Barbara Kruger. Untitled (Forever), 2017. Installation view, Sprüth Magers, Berlin, 2017–18. Amorepacific Museum of Art (APMA), Seoul. Photo by Timo Ohler and courtesy of Sprüth Magers.

Barbara Kruger. The Globe Shrinks, 2010. Installation view, Sprüth Magers, Berlin, 2010. Courtesy of the artist and Sprüth Magers. Photo by Jens Ziehe and courtesy of Sprüth Magers.

In this extensive survey, the typical display space is not a constraint for Kruger’s presentation. Her texts and images spread across the entire building space of the museum and extend to various public spaces, integrating with the surrounding urban landscape. Kruger is turning Chicago into her own collage, cutting and pasting her creations onto billboards, storefronts along Michigan Avenue and the city’s buses and trains. In the interior of the museum, curators and workers invest massive efforts to build up the best visual and sonic environment and to create an immersive experience for the audiences. They not only display several of the artist's iconic works as moving images on LED screens, but also installed speakers throughout the museum to project Kruger's immersive sound installations.

Barbara Kruger. Untitled (Truth), 2013. Collection of Margaret and Daniel S. Loeb. Digital image courtesy of the artist.

One of Kruger’s most salient themes over the years has been women’s oppression. Untitled (Your body is a battleground) (1989) is undoubtedly one of her most iconic works. The silkscreen poster shows a woman's face in black and white, the left half in the positive and the right half in the negative, overlaid by a red slogan.

Kruger created this photograph to support the Women's March on Washington and protest anti-abortion laws in many U.S. states that undermine Roe v. Wade's 1979 decision. Kruger describes the societal stereotype of women, how women are treated as products of society rather than as individuals. This work embodies Kruger's personal views, opposing the infringement of women's rights and the influence and control of patriarchy. In addition to serving as a form of protest, this piece is a call for a public response to these issues. Even in the modern social context, women are still evaluated and judged by their physical characteristics. The implications of this artwork are widely extended in terms of how we view the female body and gender inequality today.

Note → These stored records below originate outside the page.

PR #998, opened 2022-10-28
Add timeouts for CI jobs

nirinchev:
These timeouts should be much higher than what we need, so if we start running into them, we should investigate.


nielsenko (approved):
These timeouts seems reasonable to me.

PR #999, opened 2022-10-28
Set the correct schema mode for disconnectedSync

nirinchev:
Noticed that while looking at https://docs.google.com/document/d/17cqTiriugPEJQjvk58t7kwcr9Cdkat5Le7khJOZju5k/edit#. Need to write some tests for it though.


blagoev (approved):

nielsenko (approved):
Wasn't aware of this flag 👍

Barbara Kruger. Untitled (Brain), 2007. Private collection, Delaware. Courtesy of Art Finance Partners, LLC. Photo courtesy of Mary Boone Gallery, New York.

Kruger is well versed in using collage to separate and combine mature mass media images, implant new propositions and show the subjectivity and circumstances of history, which contains much more than the information conveyed by the original images. Her images break away from the capitalistic colors originally used in advertisements, and the bright red-and-white slogans force people to break away from the context of consumption and enter a critical perspective.

Barbara Kruger. Untitled (Forever), 2017. Installation view, Sprüth Magers, Berlin, 2017–18. Amorepacific Museum of Art (APMA), Seoul. Photo by Timo Ohler and courtesy of Sprüth Magers.

Kruger constructed her own visual space, inundated the audience with overwhelming and aggressive images and words, and even used the conflict of offense and invasion to arouse the audience's spiritual thinking about the subject and self. She frequently uses personal pronouns "you," "me" and "us" in her works, penetrating the distance between art and the viewer. The halo, in the traditional sense, is mercilessly broken.

THINKING OF YOU. I MEAN ME. I MEAN YOU. is on view at the Art Institute of Chicago through Jan 24, 2022.